The grain of the Ash on the back is fabulous. Put some yellow stain on it to bring the grain through which has taken nicely. Will rub that back and see how it looks / feels before deciding how to proceed.
Mine is insanely loud unplugged and has a very nice semi acoustic vibe, rather than a thinline vibe - bags of volume and really fun to play.
Rubbing back the stain and exposing the grain, then oiling it gives it an almost pearloid effect.
Looks great, and the red and yellow grains are exposed in different light, not together.
I'm thinking to hit it with some vintage tint nitro when it's dry to reduce the contrast. I'll also use clear brown on the back and just let the overspray take the edges of the neck and hopefully cloud the fret edges slightly.
The Swamp Ash grain has lots of lovely reds and brows in it which the stain and oil has emphasised. Probably use a clear yellow nitro over the top of this.

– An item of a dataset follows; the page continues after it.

PR #2414, opened 2026-06-04
[codex] Use model stat endpoint for inference-models auth

hansent:
## Summary

- Use the new API `/models/v1/external/stat` endpoint for inference-models registry auth/type probes.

Need to file the edges and de-burr but they should come up nicely.
A bit of oil next.
Nearly there now. I need to work out the wiring and string it up.
Thanks chaps, it is a nice looking thing. The pickups are a bit of an oddity, never fitted JM's before but they seem to need some foam below them to push the pickups up into the covers. Also a spring on each of the four screws means it's a fiddle-ass job fitting them. All part of the fun I suppose!